When they married, on New Year’s Day 1940, she had every reason to expect a quiet, secure future as the wife of a precocious Oxford don. But in 1945 he was swept into Parliament in a seat not held by Labour since 1929. In 1947, aged 31, he was a Cabinet minister. By 1964, he was Prime Minister.
Mary Wilson could never bring herself to think of 10 Downing Street as home.
When her husband resumed the premiership after the February 1974 election, she persuaded him to not move back there. She must have been hurt by the rumours about Wilson’s mercurial relationship with his strong-willed political secretary, Marcia Williams (later Lady Falkender).
The rumours resurfaced in 2003, when Wilson’s former press secretary, Joe Haines, published a book giving an exact date on which he alleged the relationship had gone beyond the purely professional. The journalist Francis Wheen turned this whirlwind story into a BBC4 drama in 2006. That play had two unforeseen effects. Lady Falkender sued and the BBC settled out of court for £75,000 damages, and Lady Wilson, then 91, gave a rare newspaper interview to her husband’s old colleague, Roy Hattersley.
She cannot be said to have given her side of the story, because it would have been out of character for her to talk about anything so personal. But Hattersley reported that Lady Falkender and Lady Wilson were fast friends who lunched together every Wednesday at the House of Lords. That was in 2007. Lady Wilson no longer visits the Lords.

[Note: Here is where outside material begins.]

PR #1010, opened 2023-12-03
Replace .sr-only with .visually-hidden, use static Helper.screenReaderOnly class where applicable, fix SpinnerAjax(Button|Link) label rendering

vrozkovec:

The other great distressing experience of her life came after her husband’s resignation in 1976, when she had to witness his brilliant mind going to pieces under the influence of Alzheimer’s disease. She marked his funeral on Scilly by writing a 10-line poem (see left).
A spell in No 10 is no guarantee of a healthy old age. Many of its occupants have died early or unhappy. None has yet lived to be 100. This week, the much underestimated Mary Wilson will be the first.
Mary Wilson’s poem on Harold’s death
My love you have stumbled slowly
On the quiet way to death
And you lie where the wind blows strongly
With a salty spray on its breath.
For this men of the island bore you
Down paths where the branches meet
And the only sounds were the crunching grind
Of the gravel beneath their feet
And the sighing slide of the ebbing tide
On the beach where the breakers meet.